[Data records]
★ ★ ★ ★ ★

PR #180, opened 2017-02-23
140444579: Add missing server down test case api-scheduler integration test.

kanekoh:
Will apply the code refactor to all other integration test in a separate story.

### DIFF
--- a/src/integration/integration_api_scheduler_test.go
+++ b/src/integration/integration_api_scheduler_test.go
@@ -70,6 +70,34 @@ var _ = Describe("Integration_Api_Scheduler", func() {
 				Expect(resp.StatusCode).To(Equal(http.StatusNotFound))
 				resp.Body.Close()
 			})
+
+			Context("Scheduler is down", func() {
+				BeforeEach(func() {
+					stopScheduler(schedulerProcess)
+
+					policyStr = readPolicyFromFile("fakePolicyWithSchedule.json")
+					resp, err := attachPolicy(appId, policyStr)
+					Expect(err).NotTo(HaveOccurred())
+					Expect(resp.StatusCode).To(Equal(http.StatusInternalServerError))
+					resp.Body.Close()
+
+					schedulerProcess = startScheduler()
+				})
+
+				It("should neither create policy nor schedule", func() {
+					By("checking the API Server")
+					resp, err := getPolicy(appId)
+					Expect(err).NotTo(HaveOccurred())
+					Expect(resp.StatusCode).To(Equal(http.StatusNotFound))
+					resp.Body.Close()
+
+					By("checking the Scheduler")
+					resp, err = getSchedules(appId)
+					Expect(err).NotTo(HaveOccurred())
+					Expect(resp.StatusCode).To(Equal(http.StatusNotFound))
+					resp.Body.Close()
+				})
+			})
 		})
 
 		Context("Policies without schedules", func() {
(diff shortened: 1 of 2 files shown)


src/integration/integration_api_scheduler_test.go
```diff
@@ -70,6 +70,34 @@ var _ = Describe("Integration_Api_Scheduler", func() {
...
+				BeforeEach(func() {
+					stopScheduler(schedulerProcess)
+
+					policyStr = readPolicyFromFile("fakePolicyWithSchedule.json")
+					resp, err := attachPolicy(appId, policyStr)
+					Expect(err).NotTo(HaveOccurred())
+					Expect(resp.StatusCode).To(Equal(http.StatusInternalServerError))
+					resp.Body.Close()
+
+					schedulerProcess = startScheduler()
```
fraenkel: Why is this here?
It should be in an AfterEach.

src/integration/integration_api_scheduler_test.go
```diff
@@ -94,6 +122,34 @@ var _ = Describe("Integration_Api_Scheduler", func() {
...
+				BeforeEach(func() {
+					stopScheduler(schedulerProcess)
+
+					policyStr = readPolicyFromFile("fakePolicyWithoutSchedule.json")
+					resp, err := attachPolicy(appId, policyStr)
+					Expect(err).NotTo(HaveOccurred())
+					Expect(resp.StatusCode).To(Equal(http.StatusCreated))
+					resp.Body.Close()
+
+					schedulerProcess = startScheduler()
```
fraenkel: AfterEach

I would restructure the tests slightly.
Pull the "Scheduler is down" up, and really we only need 1 test since with or without schedule should affect the outcome but I would do it with a schedule since that would be something the scheduler participates in.

src/integration/integration_api_scheduler_test.go
```diff
@@ -168,6 +224,30 @@ var _ = Describe("Integration_Api_Scheduler", func() {
 				Expect(resp.StatusCode).To(Equal(http.StatusNotFound))
 				resp.Body.Close()
 			})
+
+			Context("Scheduler is down", func() {
```
fraenkel: Move this.

src/integration/integration_api_scheduler_test.go
kanekoh: The reason is to check if there are no schedules in scheduler or not with REST API.
Is it enough to check API server respond status is Internal Server Error when API server received a policy with schedules while schedule is down?

fraenkel: Sorry, my comment was the startScheduler.
The context is when the scheduler is down. Therefore we should never start the scheduler.
It should be started in the AfterEach, i.e., after the test is complete not before.

kanekoh: I was not clear in my explanation before. The startScheduler is part of the test case to verify the state of the data. Maybe better to have it in the "It" section. But still I understand we should have another start scheduler in the afterEach in case something goes wrong in the middle.

src/integration/integration_api_scheduler_test.go
kanekoh: Yes understand your point about having only with schedule.
The point we were trying to make by having a test without schedule was to verify the scheduler doesn't participate when there is no schedule.

src/integration/integration_api_scheduler_test.go
fraenkel: You don't need to verify the scheduler since the API server will tell us the answer.

src/integration/integration_api_scheduler_test.go
fraenkel: If we know it is down, then we also know the data cannot change.

kanekoh:
ok, will fix them.

PR #183, opened 2017-03-01
#140730873 : Metrics collector needs to register the active service

rohitsharma04:


src/autoscaler/metricscollector/cmd/metricscollector/metricscollector_test.go
```diff
@@ -45,7 +45,8 @@ var _ = Describe("MetricsCollector", func() {
 			Eventually(runner.Session.Buffer, 2*time.Second).Should(gbytes.Say(runner.acquiredLockCheck))
 		})
 
-		It("should start", func() {
+		It("should register itself as the active instance and start", func() {
```
fraenkel: These don't actually test much since you are looking at logs rather than actual facts.
See https://github.com/cloudfoundry/bbs/blob/master/cmd/bbs/service_registration_test.go

PR #184, opened 2017-03-01
140540769: Fix Properties and messages in scheduler

kanekoh:


scheduler/src/main/resources/application.properties
```diff
@@ -1,28 +1,26 @@
...
-spring.datasource.driverClassName=org.postgresql.Driver
-spring.datasource.url=jdbc:postgresql://127.0.0.1/autoscaler
-spring.datasource.username=postgres
-spring.datasource.password=postgres
-
-#quartz job
-scalingenginejob.reschedule.interval.millisecond=10000
-scalingenginejob.reschedule.maxcount=6
-scalingengine.notification.reschedule.maxcount=3
+# datasource for application and quartz
```
fraenkel: Is this even needed anymore? There is no content.

kanekoh: We kept application.properties for reference only. Just to know what properties are being used.
If you think it's not required, we can remove it?

fraenkel: Git will always remember it but if we don't need it, it is more confusing to have it.

kanekoh: OK, We will remove it.

PR #185, opened 2017-03-03
#140679451 : Implement HA for the event generator

rohitsharma04:
- Added consul based lock in eventgenerator.
- Eventgenerator does not expose a server. So there's no service registration. If this is true, then we will create another PR to do some cleanup of the eventgenerator.

### DIFF
--- a/src/autoscaler/eventgenerator/cmd/eventgenerator/eventgenerator_suite_test.go
+++ b/src/autoscaler/eventgenerator/cmd/eventgenerator/eventgenerator_suite_test.go
@@ -18,6 +18,8 @@ import (
 	"time"
 
 	"code.cloudfoundry.org/cfhttp"
+	"code.cloudfoundry.org/consuladapter/consulrunner"
+	"code.cloudfoundry.org/locket"
 	"github.com/onsi/gomega/gbytes"
 	"github.com/onsi/gomega/gexec"
 	"github.com/onsi/gomega/ghttp"
@@ -34,6 +36,7 @@ var (
 	conf            *config.Config
 	metricCollector *ghttp.Server
 	scalingEngine   *ghttp.Server
+	consulRunner    *consulrunner.ClusterRunner
 	metrics         []*models.AppInstanceMetric = []*models.AppInstanceMetric{
 		&models.AppInstanceMetric{
 			AppId:         testAppId,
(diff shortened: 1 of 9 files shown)


fraenkel:
While it is not a service, I would still add the service registration so one can easily locate the current event generator. Looking up in DNS would be easier than querying consul to find the active event generator.

src/autoscaler/eventgenerator/cmd/eventgenerator/eventgenerator_suite_test.go
```diff
@@ -88,16 +91,31 @@ var _ = SynchronizedBeforeSuite(func() []byte {
...
+		consulRunner.Stop()
+	}
 }, func() {
 	gexec.CleanupBuildArtifacts()
 })
 
+func initConsul() {
+	consulRunner = consulrunner.NewClusterRunner(
+		consulrunner.ClusterRunnerConfig{
+			StartingPort: 9001,
```
fraenkel: How does this work when you run in parallel?

src/autoscaler/eventgenerator/cmd/eventgenerator/eventgenerator_test.go
```diff
@@ -1,42 +1,112 @@
...
+			runner.Start()
+
+			Eventually(runner.Session.Buffer, 2*time.Second).Should(gbytes.Say(runner.acquiredLockCheck))
+			Eventually(runner.Session.Buffer, 2*time.Second).Should(gbytes.Say("eventgenerator.started"))
+
+			consulRunner.Reset()
+		})
+
+		It("exits with failure", func() {
+			Eventually(runner.Session.Buffer, 4*time.Second).Should(gbytes.Say("exited-with-failure"))
```
fraenkel: If you flip these, the check for exited becomes an Expect.

src/autoscaler/eventgenerator/cmd/eventgenerator/eventgenerator_suite_test.go
rohitsharma04: @fraenkel  should I also update the metricscollector to run in parallel?

fraenkel: yes, we should make all of our units run in parallel when possible

PR #186, opened 2017-03-03
[#139969067] Service catalog definition injected through configuration file

paltanmoy:
We will create a separate PR to autoscaler-release repository to inject the catalog definition through manifest, once this PR is merged and bumped up.


fraenkel:
I will not be merging this until we discuss how plans are parameterized. Having more than 1 plan does not provide any value to a user. Until it does, there is no point in having it configurable.

paltanmoy:
Closing this PR. We will create a new PR with configurable Service Name, Service ID, Plan Name and Plan ID.

PR #191, opened 2017-03-08
[#140805269] Different certificate used in APIServer for client and server

paltanmoy:


api/lib/utils/schedulerUtils.js
```diff
@@ -1,11 +1,17 @@
 'use strict';
-module.exports = function(settings, tlsOptions) {
```
fraenkel: Why do we pass in the entire settings when all it needs is the scheduler portion?

api/lib/config/setting.js
```diff
@@ -20,12 +20,12 @@ module.exports = function(settingsObj) {
       return schedulerUri.replace(/\/$/g, "").toLowerCase();
     }
   };
-
+  settingsObj.scheduler.uri = scheduler(settingsObj.scheduler.uri);
```
fraenkel: Can we name this function better? Calling it scheduler isn't really meaningful.

paltanmoy: Renamed and updated.

PR #192, opened 2017-03-08
140444445: Fixed unreachable request to Scheduler application.

kanekoh:
Just for Information.
We observed the message 'Started SchedulerApplication in' is appearing twice after applying Spring Cloud Consul.
First time appears even before tomcat has started which could lead to invalid test so we have changed the message in component.go and We will investigate this in a separate story.

### DIFF
--- a/scheduler/pom.xml
+++ b/scheduler/pom.xml
@@ -45,6 +45,16 @@
 			<scope>provided</scope>
 		</dependency>
 		<dependency>
+			<groupId>org.springframework.cloud</groupId>
+			<artifactId>spring-cloud-commons</artifactId>
+			<version>1.1.7.RELEASE</version>
+		</dependency>
+		<dependency>
+			<groupId>org.springframework.cloud</groupId>
+			<artifactId>spring-cloud-starter-consul-all</artifactId>
+			<version>1.1.2.RELEASE</version>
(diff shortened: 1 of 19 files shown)


fraenkel:
If you introduced the issue with this change then the fix needs to be apart of this PR.

kanekoh:
Issue was because of multiple dependencies.

fraenkel:
I don't see where you disable registering the health check.

kanekoh:
When I disabled registering the health check, Consul had no checks for scheduler even scheduler was down.

When Spring Cloud Consul is set both parameters 'spring.cloud.consul.discovery.registerHealthCheck=false' and 'spring.cloud.consul.discovery.heartbeat.enabled=true' and Spring Cloud Consul couldn't be completed to register scheduler to consul because Consul agent has no checks for scheduler.

Scheduler had no CLOSE_WAIT connections when Consul agent had checks for scheduler with TTL and noticed if scheduler was down or not.
So, I set the parameters 'spring.cloud.consul.discovery.registerHealthCheck=true' (default) and 'spring.cloud.consul.discovery.heartbeat.enabled=true' to Spring Cloud Consul.

fraenkel:
weird, the docs say otherwise but that is fine for now.

PR #195, opened 2017-03-10
[#140805361] Different certificate used in ServiceBroker for client and server

paltanmoy:


servicebroker/lib/config/setting.js
```diff
@@ -14,16 +14,17 @@ module.exports = function(settingsObj) {
     }
   };
 
-  var apiServer = function(apiServerUri) {
+  var cleanupAPIServerURI = function(apiServerUri) {
```
kanekoh: I just want to understand about this variable name. Does api server url variable need the word 'cleanup'?

paltanmoy: It's the name of the anonymous function used to clean up the apiserver url.

fraenkel: Let us be clear. This is not specific to the APIServer and should have been name as to what it does like removeLastSlash since it would do it for any URL.

PR #197, opened 2017-03-16
135415719: Fixed Integration test failure - API/Scheduler

kanekoh:


fraenkel:
This is still no guarantee that the scheduler is ready.
We should verify the scheduler is ready to receive requests before we start any tests.

kanekoh:
We are trying to register scheduler with consul after schedule is ready. Will update you.

PR #198, opened 2017-03-16
141746315 : Scheduler end job not deleting active schedule from scheduler database.

ghaih:
Fixed Issue and minor code refactoring.

### DIFF
--- a/scheduler/src/main/java/org/cloudfoundry/autoscaler/scheduler/quartz/AppScalingScheduleEndJob.java
+++ b/scheduler/src/main/java/org/cloudfoundry/autoscaler/scheduler/quartz/AppScalingScheduleEndJob.java
@@ -43,12 +43,12 @@ public class AppScalingScheduleEndJob extends AppScalingScheduleJob {
 		long scheduleId = jobDataMap.getLong(ScheduleJobHelper.SCHEDULE_ID);
 		long startJobIdentifier = jobDataMap.getLong(ScheduleJobHelper.START_JOB_IDENTIFIER);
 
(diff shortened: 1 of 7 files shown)


scheduler/src/main/java/org/cloudfoundry/autoscaler/scheduler/quartz/AppScalingScheduleEndJob.java
```diff
@@ -43,12 +43,12 @@ private void deleteActiveSchedule(JobExecutionContext jobExecutionContext) throw
...
 
-		boolean activeScheduleTableTaskDone = jobDataMap.getBoolean(ScheduleJobHelper.ACTIVE_SCHEDULE_TABLE_TASK_DONE);
+		boolean activeScheduleTableDeleteTaskDone = jobDataMap.getBoolean(ScheduleJobHelper.ACTIVE_SCHEDULE_TABLE_DELETE_TASK_DONE);
 
-		if (!activeScheduleTableTaskDone) {
+		if (!activeScheduleTableDeleteTaskDone) {
 			try {
 				activeScheduleDao.delete(scheduleId, startJobIdentifier);
-				jobDataMap.put(ScheduleJobHelper.ACTIVE_SCHEDULE_TABLE_TASK_DONE, true);
+				jobDataMap.put(ScheduleJobHelper.ACTIVE_SCHEDULE_TABLE_DELETE_TASK_DONE, true);
```
fraenkel: Where is the test to verify this is being set?
Why do we bother guarding this? Why not just always attempt the delete?

ghaih: Yes, mistake, blindly followed the code. No need of flag for end job.

PR #4974, opened 2021-01-11
Added GHA workflow to build phars

weirdan:
Required setup:
On `Settings / Secrets` add three secrets:
* `GPG_ENCRYPTION` - passphrase used to encrypt `keys.asc.gpg`
* `SIGNING_KEY` - passphrase for actual signing key
* `SIGNING_KEY_ID` - key ID used to sign phar with (use `8A03EA3B385DBAA1` to use the same key Travis currently uses).

### DIFF
--- a/.github/workflows/build-phar.yml
+++ b/.github/workflows/build-phar.yml
@@ -1,0 +1,53 @@
+name: Build phar
+
+on: 
+  release:
+    types:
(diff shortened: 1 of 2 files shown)


muglug:
Thanks! I think I set those up correctly, will debug a bit to check

PR #4985, opened 2021-01-11
Split unit test over multiple jobs in GitHub Actions, lowering the total run time

bendavies:
Hi Matt,

I noticed that the unit test took quite a while to run in GitHub Actions, with the last few runs taking over 20 minutes to complete.

This is quite a long feedback loop, so I've tried to speed up it up.

What I've done is:

1. List all the tests and randomize them with gnu [shuf](https://www.gnu.org/software/coreutils/manual/html_node/shuf-invocation.html)
1. consistently split these tests into a N configurable number of groups with gnu [split](https://www.gnu.org/software/coreutils/manual/html_node/split-invocation.html)
1. run these groups in N separate jobs, in M parallel processes, using gnu [parallel](https://www.gnu.org/software/parallel/) instead of `paratest`.
1. the output uses [groups](https://docs.github.com/en/free-pro-team@latest/actions/reference/workflow-commands-for-github-actions#grouping-log-lines) so renders nicely with collapsible sections for each test. 
1. similarly, we use `::error::` to make failing tests easy to spot.

Started with 5 jobs with 5 parallel `phpunit` processes each, but can tweak this easily over time.

Runtime should be down to around 5 minutes, which is a much better feedback loop.

Thanks.

### DIFF
--- a/bin/tests-github-actions.sh
+++ b/bin/tests-github-actions.sh
@@ -1,0 +1,35 @@
+#!/bin/bash
+
+set -eu
+
+function get_seeded_random() {
+  openssl enc -aes-256-ctr -pass pass:"vimeo/psalm" -nosalt </dev/zero 2>/dev/null
+}
+
+function run {
+  local -r chunk_count="$1"
+  local -r chunk_number="$2"
+  local -r parallel_processes="$3"
+
+  local -r phpunit_cmd='
+echo "::group::{}";
+vendor/bin/phpunit --log-junit build/phpunit/logs/{_}.xml --colors=always {};
+exit_code=$?;
+echo ::endgroup::;
+if [[ "$exit_code" -ne 0 ]]; then
+    echo "::error::{}";
+fi;
+exit "$exit_code"'
+
+  mkdir -p build/parallel/ build/phpunit/logs/
+
+  find tests -name '*Test.php' | shuf --random-source=<(get_seeded_random) > build/tests_all
+  split --number="l/$chunk_number/$chunk_count" build/tests_all > build/tests_split
+  parallel --group -j"$parallel_processes" --rpl {_}\ s/\\//_/g --joblog build/parallel/jobs.log "$phpunit_cmd" < build/tests_split
+}
+
+if [ -z "${CHUNK_COUNT:-}" ]; then echo "Did not find env var CHUNK_COUNT."; exit 1; fi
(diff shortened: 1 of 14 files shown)


muglug:
Thanks! CircleCI is faster (and I was thinking of ditching phpunit in Github Actions) but this is a great solution

bendavies:
Yeah, the current GA runners have low resources, while circle's have lots.
It's on GAs roadmap to provide more powerful runners, although no idea if OS projects will be able to use them: https://github.com/github/roadmap/issues/95

bin/tests-github-actions.sh
```diff
@@ -0,0 +1,35 @@
...
+exit_code=$?;
+echo ::endgroup::;
+if [[ "$exit_code" -ne 0 ]]; then
+    echo "::error::{}";
+fi;
+exit "$exit_code"'
+
+  mkdir -p build/parallel/ build/phpunit/logs/
+
+  find tests -name '*Test.php' | shuf --random-source=<(get_seeded_random) > build/tests_all
```
Slamdunk, line 26: This doesn't sound right to me: this line shuffles the test based on a seed that is unique for each spawned `jobs.tests`, because `get_seeded_random` gets called indeed inside each of them.

So every `job` shuffles them differently and this lead to some test being run twice or worse, not being run at all.

The `random-source` should be generated only once in the `chuck-matrix` job.

/cc @weirdan @danog

bendavies: the random source is consistent.
you can verfy this youself by running this multiple times
`find tests -name '*Test.php' | shuf --random-source=<( openssl enc -aes-256-ctr -pass pass:"vimeo/psalm" -nosalt </dev/zero 2>/dev/null)`

bendavies: source
https://www.gnu.org/software/coreutils/manual/html_node/Random-sources.html#Random-sources

orklah: Yeah, I confirm I always saw error in jobs to be consistent from one run to another

Slamdunk: > the random source is consistent.

This is good news indeed.

I wonder why `shuf` is needed in the first place then :thinking: 
Maybe you know you have some long-running tests and other quick tests, and you want to spread them evenly across the `jobs`? It would be good to write a comment about the why, just to clear the things out

PR #4990, opened 2021-01-12
Optionally allow trait static calls and property access

danog:
This PR optionally allows static method calls and property access on traits.

### DIFF
--- a/config.xsd
+++ b/config.xsd
@@ -37,6 +37,8 @@
         <xs:attribute name="allowFileIncludes" type="xs:boolean" default="true" />
         <xs:attribute name="allowPhpStormGenerics" type="xs:boolean" default="false" />
         <xs:attribute name="allowStringToStandInForClass" type="xs:boolean" default="false" />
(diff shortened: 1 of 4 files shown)


danog:
Hmmm, this introduces a weird issue with typing during property access:
```
<?php
trait a
{
    public static int $a = 0;
}

echo(a::$a);
```

Here, NodeDataProvider::getType(a::$a) returns null, causing a MixedArgument error, but even just adding a `$a = a::$a` seems to correctly populate type information, removing the error:
```
<?php
trait a
{
    public static int $a = 0;
}

$a = a::$a;
echo(a::$a);
```

muglug:
What's the value of allowing this?

danog:
Hi!)
Personally, I don't see any problem with adding this: static trait methods and properties traits behave just as they would in an abstract or normal class, no weird quirks at all.

If traits are used to re-use shared code, I don't see why shouldn't I use static methods when grouping together related logic in a trait.

muglug:
But direct access is just not what traits were designed for, and I don't think Psalm should encourage this (even behind a flag)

★ ★ ★ ★ ★

**YOUR TASK:** When the string "long" appears in a line of the records above, that line is to be copied.

**WRITTEN ANSWER:**
 		long scheduleId = jobDataMap.getLong(ScheduleJobHelper.SCHEDULE_ID);
 		long startJobIdentifier = jobDataMap.getLong(ScheduleJobHelper.START_JOB_IDENTIFIER);
This is quite a long feedback loop, so I've tried to speed up it up.
Maybe you know you have some long-running tests and other quick tests, and you want to spread them evenly across the `jobs`? It would be good to write a comment about the why, just to clear the things out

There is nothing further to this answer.